May Bulletin

  • 04 May 2017 09:00

UK and Ireland Civil Unrest and Activism Bulletin


Activism Review
On 22 April, some 12,000 people joined the March for Science in London to demand protection for scientific research and the environment. Protesters rallied outside the Science Museum in Kensington before moving to Parliament Square. The event, which coincided with Earth Day, was held to denounce the increase in misinformation and so-called ‘post truth’ politics, particularly around the impact of climate change and environmental damage. Climate scientists and other scientific experts are becoming increasingly concerned that the June 2016 referendum regarding Brexit, the election of Donald Trump in the US and other political changes including those made after the snap election on 8 June will result in further reductions in climate protection, a reneging of commitments to combating climate change and a decline in scientific investment and research.
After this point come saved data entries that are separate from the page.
Issue #1625, opened 2019-07-19
Add print depth options for dereferense pointers and etc


msaf1980:
Can you add option for print depth of pointers, nested structs and etc ?
May be use existing MaxVariableRecurse or other options.

derekparker:
Not sure what you mean here, you simply want an option to print the number which represents the depth of nesting or pointer derefs?

msaf1980:
This is a option for evaluation depth of nested struct members, array items, dereference pointers, etc
when traversing into them.
By default its a 1 - so no traverse into. If I need a print value of nested element. I'll need print a casted memory addres. It's not a simple. With this parameter it's more easy.
I think, this will be useful for cli debugging.

aarzilli:
Implemented by 89d2167c31e57c83b716a0b772b1465df6b0b4c4

PR #1626, opened 2019-07-19
add max-variable-recurse parameter

msaf1980:
Add max-variable-recurse parameter for print depth of pointers, nested structs and etc 
See feature request from issue https://github.com/go-delve/delve/issues/1625

### DIFF
--- a/pkg/config/config.go
+++ b/pkg/config/config.go
@@ -42,7 +42,7 @@ type Config struct {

The protest coincided with some 600 actions across the globe, including demonstrations in Cardiff, Edinburgh, Bristol and Manchester. It is expected that issues around climate change and the UK’s government commitment to the environment will remain protest triggers before and after the general election on 8 June.

Activism Analysis
On 1 May, multiple groups, including single-issue movements, trade unions and socialist organisations, will mark May Day with the annual march from Clerkenwell Green to Trafalgar Square. The event, whilst traditionally volatile, has been peaceful for a number of years, albeit well supported. Attendance is expected to be high again this year, with organisers referencing cuts to public services, particularly the NHS and the police as core issues. It is likely that with the upcoming general election on 8 June, actions demanding protection of public services and opposing the Conservative government’s recent policies, including those associated with Brexit, will be held in the coming weeks. Protest action could escalate prior to 8 June, particularly around protecting public services, the wealth gap and the impact of a so-called ’hard Brexit’.